インビトロで神経膠腫細胞へと化学的化合物を導くかまたはターゲティングさせるための、
NFL-TBS_40-63ペプチド(SEQ ID NO：1)、または
請求項１に規定される、生物学的に活性な、その断片
を含むポリペプチドの使用。
インビボで神経膠腫細胞へと化学的化合物を導くかまたはターゲティングさせるための組成物を製造するための、
NFL-TBS_40-63ペプチド(SEQ ID NO：1)、または
請求項１に規定される、生物学的に活性な、その断片
を含むポリペプチドの使用。
化学的化合物が薬学的化合物または標識マーカーである、請求項４１または４２記載の使用。

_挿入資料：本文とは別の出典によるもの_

PR #426, opened 2023-08-24
chore(spans): remove deprecated `Spans` type

joshka:
`Spans` was replaced with `Line` in 0.21.0. This commit removes the
deprecated type and all associated code. `Buffer::set_spans` was
replaced with `Buffer::set_line`.


orhun (approved):
Haven't tested the code but general +1

joshka:
The main question on this is whether it's for 0.23 or 0.24? It's been 3 months since the deprecation, which is probably enough time to handle this sort of thing.

kdheepak:
Looking at https://crates.io/crates/ratatui/reverse_dependencies there's still quite a few projects still on `0.20.1`. I'm assuming there wouldn't even see the deprecation warning. 

That said, I'm assuming that those on v0.20.1 are probably only going to upgrade when there's a feature they want. So it's probably fine to go for it in this release.

joshka:
That's actually a reasonable check - I think perhaps it's worth holding off until after 0.23 then.

mindoodoo:
Should we maybe add mention somewhere of how long we keep things in a deprecated state before we remove them ? Do we already have that and I missed it ?

Consistency in our deprecation process would be good to have for sure

joshka:
Deprecation should be rare enough that we can mostly handle it on a case by case basis IMO.

Latest push is a rebase and removed a couple of tests that referenced `Spans`.

I think this is probably worth merging for 0.24

joshka:
Rebased on main to resolve conflicts (changes from mod.rs -> xxx.rs)

orhun (approved):

PR #430, opened 2023-08-25
refactor(barchart): reduce some calculations

karthago1:
Calculating `label_offset` is unnecessary, if we just render the group label after rendering the bars. We can just reuse `bar_y`.

this commit is getting rid of `let label_offset = bars.len() as u16 * (self.bar_width + self.bar_gap) - self.bar_gap;`

### DIFF
--- a/src/widgets/barchart/mod.rs
+++ b/src/widgets/barchart/mod.rs
@@ -156,7 +156,7 @@ impl<'a> BarChart<'a> {
         self
     }
 
-    /// set the direction ob the bars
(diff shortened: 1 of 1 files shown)


karthago1:
I am suspecting that the codecov is reduced, because we have one line less in total. If I add somewhere an empty line, I think the codecov will be happy again.

Please write, if I have to add an Empty line.

joshka (approved):

joshka:
Thanks for the PR

PR #434, opened 2023-08-25
test(test_backend): add tests for TestBackend coverage

joshka:

### DIFF
--- a/src/backend/test.rs
+++ b/src/backend/test.rs
@@ -183,3 +183,135 @@ impl Backend for TestBackend {
         Ok(())
     }
 }
+
+#[cfg(test)]
+mod tests {
+    use super::*;
+
+    #[test]
+    fn new() {
+        assert_eq!(
+            TestBackend::new(10, 2),
+            TestBackend {
+                width: 10,
+                height: 2,
+                buffer: Buffer::with_lines(vec!["          "; 2]),
+                cursor: false,
+                pos: (0, 0),
+            }
+        );
+    }
+    #[test]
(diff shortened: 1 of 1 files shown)


src/backend/test.rs
```diff
@@ -183,3 +183,137 @@ impl Backend for TestBackend {
...
+            buffer_view(&buffer),
+            format!(
+                "\"{multi_byte_char}\" \
+                Hidden by multi-width symbols: \
+                [(1, \" \"), (2, \" \"), (3, \" \"), (4, \" \"), \
+                (5, \" \"), (6, \" \"), (7, \" \")]\n",
+                multi_byte_char = multi_byte_char
+            )
+        );
+    }
```
kdheepak, line 224: I don't quite understand why this test passes.

Also can you use a `#"..."#` i.e raw string here?

joshka: It's a fairly wide string (140 chars) with only a single newline at the end.
The `\` at the end of the line allows the lines to wrap
Raw strings don't support wrapping like this, so it was a choice of a shorter line vs raw string.
I'll change it to a raw string though as if it's not immediately obvious why this is so, then you're probably right that it should be changed.

joshka: Fixed in [504f3eb](https://github.com/ratatui-org/ratatui/pull/434/commits/504f3ebd2bdeb546dc1fd7e0c8f14c10b7849e99)

kdheepak (approved):

orhun (approved):

PR #438, opened 2023-08-26
docs(lib): extract feature documentation from Cargo.toml

orhun:
Utilize [document-features](https://github.com/slint-ui/document-features) crate to extract the feature documentation from `Cargo.toml`

before / after:

Screenshot 2023-08-26 at 14-32-26 ratatui - Rust

One thing to note, we can possibly make it an optional dependency: https://github.com/slint-ui/document-features/pull/8

Let me know what you think 🐻

### DIFF
--- a/Cargo.toml
+++ b/Cargo.toml
@@ -33,11 +33,7 @@ termion = { version = "2.0", optional = true }
 ## enables the [`TermwizBackend`] backend and adds a dependency on the [Termwiz crate].
 termwiz = { version = "0.20.0", optional = true }
 
-#! The following optional features are available for all backends:
-## enables serialization and deserialization of style and color types using the [Serde crate].
-## This is useful if you want to save themes to a file.
 serde = { version = "1", optional = true, features = ["derive"] }
-
 bitflags = "2.3"
 cassowary = "0.3"
 indoc = "2.0"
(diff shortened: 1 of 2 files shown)


Cargo.toml
```diff
@@ -61,6 +60,27 @@ fakeit = "1.1"
 rand = "0.8"
 pretty_assertions = "1.4.0"
 
+[features]
+default = ["crossterm"]
+serde = ["dep:serde", "bitflags/serde"]
```
Valentin271, line 65: Since it includes more than just the `serde` crate, I'd document the `serde` feature here. I think it's more natural when reading the source code.

Valentin271 (commented):
Saw this crate recently too. I think its a great idea, its easier to maintain like so.

As for making `document-feature` an optional dependency, I think it's better because users don't need to build it every time.  
That would lead to a feature named `document-feature` which makes sense to me.  
Other crates are using this pattern too like [egui](https://docs.rs/crate/egui/0.22.0/features).

As the number of crates using `document-feature` grows ([only 138](https://crates.io/crates/document-features/reverse_dependencies?page=10) right now), I think people will get used to having this feature and will instinctly know what it is, like `serde`.

Cargo.toml
orhun: Makes sense, 8bc8d5c6b925554ccd5e24d4b938f5b7d5a4d164

orhun:
Made the dependency optional in 78363c5e7054fdbf3dec645aaefbc5989ae06b71

joshka (approved):

joshka:
The https://lib.rs changes for showing features is neat too:
https://users.rust-lang.org/t/new-features-on-lib-rs-website/98560

PR #663, opened 2023-12-04
feat(layout): Accept IntoIterator for constraints

joshka:
- style(tabs): fix doc formatting
- feat(layout): Accept IntoIterator for constraints

### DIFF
--- a/src/layout.rs
+++ b/src/layout.rs
@@ -97,6 +97,12 @@ impl Default for Constraint {
     }
 }
 
+impl AsRef<Constraint> for Constraint {
+    fn as_ref(&self) -> &Constraint {
+        self
+    }
+}
+
 impl fmt::Display for Constraint {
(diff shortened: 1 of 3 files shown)


src/layout.rs
```diff
@@ -246,23 +252,41 @@ pub struct Layout {
     segment_size: SegmentSize,
 }
 
-impl Default for Layout {
-    fn default() -> Layout {
-        Layout::new(Direction::Vertical, [])
-    }
-}
```
orhun, line 253: Do we make sure with any tests that the default `Default` implementation and this implementation produce the same results?

joshka: Yes now in 9c732ca9

orhun:
Not sure 7b0ef3d85caf47cd5027f8517a7ba1cdfa80a760 belongs to this PR 🐻

orhun (approved):

PR #667, opened 2023-12-04
fix(list): Modify List and List example to support saving offsets.

bblsh:
The current `List` example will unselect and reset the position of a list.

This PR will save the last selected item, and updates `List` to honor its offset, preventing the list from resetting when the user `unselect()`s a `StatefulList`.

### DIFF
--- a/src/widgets/list.rs
+++ b/src/widgets/list.rs
@@ -738,6 +738,7 @@ impl<'a> List<'a> {
         self.items.is_empty()
     }
 
+    /// Given an offset, calculate which items can fit in a given area
     fn get_items_bounds(
         &self,
         selected: Option<usize>,
@@ -745,35 +746,69 @@ impl<'a> List<'a> {
         max_height: usize,
     ) -> (usize, usize) {
         let offset = offset.min(self.items.len().saturating_sub(1));
-        let mut start = offset;
-        let mut end = offset;
-        let mut height = 0;
+
+        // Note: visible here implies visible in the given area
+        let mut first_visible_index = offset;
+        let mut last_visible_index = offset;
+
+        // Current height of all items in the list to render, beginning at the offset
+        let mut height_from_offset = 0;
+
+        // Calculate the last visible index and total height of the items
+        // that will fit in the available space
         for item in self.items.iter().skip(offset) {
-            if height + item.height() > max_height {
+            if height_from_offset + item.height() > max_height {
                 break;
             }
-            height += item.height();
-            end += 1;
+
+            height_from_offset += item.height();
+
+            last_visible_index += 1;
         }
 
-        let selected = selected.unwrap_or(0).min(self.items.len() - 1);
-        while selected >= end {
-            height = height.saturating_add(self.items[end].height());
-            end += 1;
-            while height > max_height {
-                height = height.saturating_sub(self.items[start].height());
-                start += 1;
+        // Get the selected index, but still honor the offset if nothing is selected
+        // This allows for the list to stay at a position after select()ing None.
+        let index_to_display = selected.unwrap_or(offset).min(self.items.len() - 1);
+
+        // Recall that last_visible_index is the index of what we
+        // can render up to in the given space after the offset
+        // If we have an item selected that is out of the viewable area (or
+        // the offset is still set), we still need to show this item
+        while index_to_display >= last_visible_index {
+            height_from_offset =
+                height_from_offset.saturating_add(self.items[last_visible_index].height());
+
+            last_visible_index += 1;
+
+            // Now we need to hide previous items since we didn't have space
+            // for the selected/offset item
+            while height_from_offset > max_height {
+                height_from_offset =
+                    height_from_offset.saturating_sub(self.items[first_visible_index].height());
+
+                // Remove this item to view by starting at the next item index
+                first_visible_index += 1;
             }
         }
-        while selected < start {
-            start -= 1;
-            height = height.saturating_add(self.items[start].height());
-            while height > max_height {
-                end -= 1;
-                height = height.saturating_sub(self.items[end].height());
+
+        // Here we're doing something similar to what we just did above
+        // If the selected item index is not in the viewable area, let's try to show the item
+        while index_to_display < first_visible_index {
+            first_visible_index -= 1;
+
+            height_from_offset =
+                height_from_offset.saturating_add(self.items[first_visible_index].height());
+
+            // Don't show an item if it is beyond our viewable height
+            while height_from_offset > max_height {
+                last_visible_index -= 1;
+
+                height_from_offset =
+                    height_from_offset.saturating_sub(self.items[last_visible_index].height());
             }
         }
-        (start, end)
+
+        (first_visible_index, last_visible_index)
     }
 }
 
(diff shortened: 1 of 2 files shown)


joshka:
I personally think this PR is probably the right thing to do (i.e. don't reset offset when unselecting). It was mentioned recently in another PR / issue, but I don't know the history of why this current behavior is like it is. Would you mind digging into the tui-rs history to find some details on the existing behavior if possible? The questions I'd generally ask about odd behavior like this are (a non-exhaustive list):

1. Was it always like this?
2. When and why did it change?
3. Was there any discussion about it?
4. Are there any bug reports about the behavior?
5. What does it break when we change it (is this a load bearing bug)?

Assuming that we go ahead with this change, this PR needs a few extra things:
- BREAKING CHANGES info
- Docs for the new functionality
- Tests for the change

orhun:
I like this change and I think it is something nice to have in the long run.

Seconding Josh here and I would like to add `git blame` would probably help figuring out the historical changes that led to the current behavior.

bblsh:
I've looked through the discussions and issues in tui-rs and found nothing. I've also browsed the git history, which indicates this behavior was added when `ListItem`s were introduced. The commit message for that change was logged as `add new text primitives`.

That said I'm still unsure if this was intentional behavior after reading through these bits.

However, this change to `list.rs`is _not_ breaking and does _not_ change existing behavior unless the user makes changes to their own `StatefulList` as shown in the PR. Take a look at the existing `ListState`'s `select()`method:
```
pub fn select(&mut self, index: Option<usize>) {
    self.selected = index;
    if index.is_none() {
        self.offset = 0;
    }
}
```
Currently, the offset will _always_ be 0 when `unselect()`ing. 
Now let's look at the `unselect()` example method historically provided for a `StatefulList`:
```
fn unselect(&mut self) {
    self.state.select(None);
}
```
Finally, let's look at the pre-PR line in `list.rs:191`:
```
let selected = selected.unwrap_or(0).min(self.items.len() - 1);
```

With the pre-PR setup, whenever the user `unselect()`s a list, changing the offset will not work correctly since `selected` will be `None`. With this change, the user can still `unselect()` and keep behavior that currently exists, but also have the ability to retain position by resetting the offset when `unselect()`ing as shown below (in the PR):
```
    fn unselect(&mut self) {
        let offset = self.state.offset();
        self.last_selected = self.state.selected();
        self.state.select(None);
        *self.state.offset_mut() = offset;
    }
```

Because of this I do not believe this change is breaking or changes pre-existing behavior.

joshka:
Thanks for doing the history dive on. Your findings make me much less concerned that it was intentional and more like something that just seemed right at the time.

I have to admit that I don't know this code deeply (you're more of an expert on it right now than anyon), but if you can change a line in a private method without breaking any unit tests, I think there's a problem somewhere - possibly in the existing unit test coverage of that line. Incidentally I can change it to 1 or 2 and all the tests still pass (but not 3).

Can you add a test that shows how this change impacts things (rendering / state)? It might be helpful to the next person to look at that code to also to add a comment that explains why that method exists. If you can discern the intent, writing it down helps validate that the change is correct.

bblsh:
Two things:
- The `List`'s `StatefulWidget::render()` method now has plenty of comments to explain what is happening.
- A unit test was added to display this functionality in a couple ways.

The gist of why that test was previously failing is because of the way rendering happens for the `List`.
The new unit test added here in the PR shows why your mentioned test was failing, and what should have been expected.

src/widgets/list.rs
```diff
@@ -186,35 +186,82 @@ impl<'a> List<'a> {
...
     ) -> (usize, usize) {
+        // In case the offset is greater than the number of items, set the offset
+        // to be the index of the last item. Otherwise, use the provided offset
         let offset = offset.min(self.items.len().saturating_sub(1));
+
+        // Index of the first list item we're rendering
         let mut start = offset;
+
+        // Index of the last item item we're able to render in the given area
         let mut end = offset;
```
orhun, line 197: I'm not a big fan of documenting everything and I think some of the variables/logic (e.g. this one) explains itself. I would like to get the opinions of other maintainers (cc @ratatui-org/core) but I would prefer if we have a doc/function comment explaining the general purpose/flow of the function rather than having distinct comments throughout the function (unless they are really necessary).

bblsh: I agree not all of the comments added are necessary and pieces like what you are highlighting here could absolutely be consolidated at a minimum. Leaving comments was helpful with trying to fully understand how lists are rendered (considering there was nothing prior to this) and I figured someone else may find it useful if changes need to be made down the line.

Agreed that a doc/function comment should be added regardless - would be happy to add that.

bblsh:
Thank you very much for the detailed explanations and suggestions.

In this push I've removed some of the comments and made some changes to variable names as suggested.
Specifically, renaming `offset`, `start` and `end` has made the code much more understandable without overly verbose explanations. A function doc comment was also added for `get_item_bounds()`.

I will address potential optimizations/readability with iterators and ranges in a future PR if that is okay with everyone.

orhun:
Sounds good.

There seems to be a conflict with `main`, can you fix it?

bblsh:
Done.

joshka (approved):
Can you write a small message that explains the change for the Changelog? (i.e. a one liner for the title of the change and a more full message for the body). If you're familiar with rebasing and squashing your changes, feel free to force push a single commit with the updated message, otherwise we can apply one for you using the github squash and merge.

orhun (approved):

src/widgets/list.rs
```diff
@@ -1598,6 +1642,48 @@ mod tests {
...
+        // in the list
+        let items = list_items(vec![
+            "Item 0", "Item 1", "Item 2", "Item 3", "Item 4", "Item 5",
+        ]);
+        *state.offset_mut() = 4;
+        let list = List::new(items);
+        let buffer = render_stateful_widget(list, &mut state, 10, 3);
+        let expected = Buffer::with_lines(vec!["Item 4    ", "Item 5    ", "          "]);
+        assert_buffer_eq!(buffer, expected);
+    }
```
Valentin271, line 1685: IMO, this does not clearly communicate the intent of your change and the fixed behavior. The underlying problem (that you fixed) is the offset not being taken into account while rendering.
I think testing the correct render of a list with a given offset is enough.

Valentin271 (changes requested):
Appart from the test, would be happy to merge that

src/widgets/list.rs
bblsh: I half-agree, with the reasoning being because rendering a List manipulates the list's state, taking the offset change into account. Each `assert_eq` here verifies each step of list manipulation with offset modifications either through the List's code or by user intervention. Since `List::get_item_bounds()` uses this offset change and determines a new offset, it seemed fair/correct to include each of these tests.

Previously Josh mentioned why one test was failing - this unit test covers that scenario with the last `assert_eq` and is expected behavior for setting an offset and rendering it, without having rendered the list before (since the List's render code changes the offset as mentioned earlier).

Happy to remove one or more of these tests if you still consider it unnecessary, but I still lean towards each of these tests being relevant. Perhaps moving one of those `assert_eq`s would make things clearer.

Valentin271: I agree that this test is useful, but I think the underlying thing you fixed is just the offset not being taken into account (selection or not). Previously setting `offset` explicitly would do nothing, I think this is the testcase we're missing (your testcase covers it but too broadly, it's not its main focus). Hope you get what I mean here.

Overall, I'd propose moving this to an integration test (it seems more like testing a usage rather than one particular feature) and testing that the `offset` setter works as expected (i.e. renders a shifted list).

Valentin271:
```rust
#[test]
fn test_offset_renders_shifted(
) {
    let items = list_items(vec![
        "Item 0", "Item 1", "Item 2", "Item 3", "Item 4", "Item 5", "Item 6",
    ]);
    let list = List::new(items);
    let mut state = ListState::default().with_offset(3);
    let buffer = render_stateful_widget(list, &mut state, 6, 3);

    let expected = Buffer::with_lines(vec!["Item 3", "Item 4", "Item 5"]);
}
```

Setting an offset didn't work previously and is now fixed with your changes. This test demonstrate that.

bblsh: I understand what you're saying, and agree this is an appropriate test.

Updated and pushed the test to reflect this. Thanks!

Valentin271 (approved):
Looks good. Do you want to move your initial test to an integration test?

orhun (approved):

Valentin271:
Hey @bblsh, do you still want to work on this. We couldn't merge it at the time because of unsigned commit and kind of forgot to tell you :sweat:.

If you still want to work on this, it will need to be rebased on main.

If you could sign your commits that's be great (we need all commits to be signed so the easiest is to squash them).
Otherwise if you don't want to setup commit signing, ask us to merge this manually.

Don't hesitate to ask for help if needed!

bblsh:
Rebased and signed! Thanks for the reminder.

Valentin271:
Thanks!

薬学的化合物が細胞傷害性薬物である、請求項４３記載の使用。
細胞傷害性薬物が抗有糸分裂薬物である、請求項４４記載の使用。
化学的化合物が、ペプチドと結合しているナノカプセル中に封入されている、請求項４１〜４５のいずれか一項記載の使用。
ナノカプセルが脂質ナノカプセルである、請求項４６記載の使用。
ポリペプチドが、SEQ ID NO：1のNFL-TBS_40-63ペプチドからなるか、または生物学的に活性な、その断片からなる、請求項４１〜４７のいずれか一項記載の使用。